Soft Actor Critic Training

Note

Type: Closed loop, learning based, model free

State/action space constraints: None

Optimal: Yes

Versatility: Swing-up and stabilization

Theory

The soft actor critic (SAC) algorithm is a reinforcement learning (RL) method. It belongs to the class of so called ‘model free’ methods, i.e. no knowledge about the system to be controlled is assumed. Instead, the controller is trained via interaction with the system, such that a (sub-)optimal mapping from state space to control command is learned. The learning process is guided by a reward function that encodes the task, similar to the usage of cost functions in optimal control.

SAC has two defining features. Firstly, the mapping from state space to control command is probabilistic. Secondly, the entropy of the contol output is maximized along with the reward function during training. In theory, this leads to robust controllers and reduces the probability of ending up in suboptimal local minima.

For more information on SAC please refer to the original paper [1]:

API

The sac trainer can be initialized with:

trainer = sac_trainer(log_dir="log_data/sac_training")

During and after the training process the trainer will save logging data as well the best model in the directory provided via the log_dir parameter.
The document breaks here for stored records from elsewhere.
Issue #1387, opened 2020-11-03
Add locstring integration test


cmdcolin:
Xref #1386 

Started here https://github.com/GMOD/jbrowse-components/compare/search_test

Note that there is some stuff where we have to make sure the assembly is initialized before searching since the tests happen faster than what the user might do themselves, resulting in new usages of await assemblyManager.waitForAssembly

PR #1396, opened 2020-11-04
Search box integration test

cmdcolin:
This tests ref renamed search input

Note that navToLocString becomes async

If this seems undesirable we may need to have a more proper wait-until-loaded state that is otherwise waited on

Xref #1387

### DIFF
--- a/plugins/linear-genome-view/src/LinearGenomeView/components/Search.tsx
+++ b/plugins/linear-genome-view/src/LinearGenomeView/components/Search.tsx
@@ -1,11 +1,18 @@
 import React, { useRef, useState } from 'react'
+import { getSession } from '@jbrowse/core/util'
+import { observer } from 'mobx-react'
 import SearchIcon from '@material-ui/icons/Search'
 import TextField from '@material-ui/core/TextField'
+import { useTheme } from '@material-ui/core/styles'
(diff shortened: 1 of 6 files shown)


plugins/linear-genome-view/src/LinearGenomeView/components/Search.tsx
```diff
@@ -0,0 +1,63 @@
...
+  return (
+    <form
+      data-testid="search-form"
+      onSubmit={event => {
+        event.preventDefault()
+        inputRef && inputRef.current && inputRef.current.blur()
+        value && navTo(value)
+
+        // need to manually call the action of blur here
+        setValue(undefined)
```
cmdcolin, line 38: note that the onBlur was not triggered by the above inputRef.current.blur() so i manually call setValue(undefined) here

Before the training can be started the following three initialisations have to be made:

trainer.init_pendulum() trainer.init_environment() trainer.init_agent()

Warning

Attention Make sure to call these functions in this order as they build upon another.

The parameters of init_pendulum are:

  • mass: mass of the pendulum

  • length: length of the pendulum

  • inertia: inertia of the pendulum

  • damping: damping of the pendulum

  • coulomb_friction: coulomb_friction of the pendulum

  • gravity: gravity

  • torque_limit: torque limit of the pendulum

The parameters of init_environment are:

  • dt: timestep in seconds

  • integrator: which integrator to use (euler or runge_kutta)

  • max_steps: maximum number of timesteps the agent can take in one episode

  • reward_type: Type of reward to use receive from the environment (continuous, discrete, soft_binary, soft_binary_with_repellor and open_ai_gym)

  • target: the target state ([np.pi, 0] for swingup)

  • state_target_epsilon: the region around the target which is considered as target

  • random_init: How the pendulum is initialized in the beginning of each episode (False, start_vicinity, everywhere)

  • state_representation: How to represent the state of the pendulum (should be 2 or 3). 2 for regular representation (position, velocity). 3 for trigonometric representation (cos(position), sin(position), velocity).

The parameters of init_agent are:

  • learning_rate: learning_rate of the agent

  • warm_start: whether to warm_start the agent

  • warm_start_path: path to a model to load for warm starting

  • verbose: Whether to print training information to the terminal

After these initialisations the training can be started with:

trainer.train(training_timesteps=1e6,
              reward_threshold=1000,
              eval_frequency=10000,
              n_eval_episodes=20,
              verbose=1)

where the parameters are:

  • training_timesteps: Number of timesteps to train

  • reward_threshold: Validation threshold to stop training early

  • eval_frequency: evaluate the model every eval_frequency timesteps

  • n_eval_episodes: number of evaluation episodes

  • verbose: Whether to print training information to the terminal

When finished the train method will save the best model in the log_dir of the trainer object.

Warning

Attention: when training is started, the log_dir will be deleted. So if you want to keep a trained model, move the saved files somewhere else.

The training progress can be observed with tensorboard. Start a new terminal and start the tensorboard with the correct path, e.g.:

$> tensorboard --logdir log_data/sac_training/tb_logs

The default reward function used during training is soft_binary_with_repellor

\[r = \exp{-(\theta - \pi)^2/(2*0.25^2)} - \exp{-(\theta - 0)^2/(2*0.25^2)}\]

This encourages moving away from the stable fixed point of the system at \(\theta = 0\) and spending most time at the target, the unstable fixed point \(\theta = \pi\). Different reward functions can be used. Novel reward funcitons can be implemented by modifying the swingup_reward method of the training environment with an appropriate if clause, and then selecting this reward function in the init_environment parameters under the key ‘reward_type’. The training enviroment is located in gym_environment

Usage

For an example of how to train a sac model see the train_sac.py script in the examples folder.

The trained model can be used with the sac controller.

Comments

Todo: comments on training convergence stability

Requirements

References

[1] [Haarnoja, Tuomas, et al. “Soft actor-critic: Off-policy maximum entropy deep reinforcement learning with a stochastic actor.” International conference on machine learning. PMLR, 2018.](https://arxiv.org/abs/1801.01290)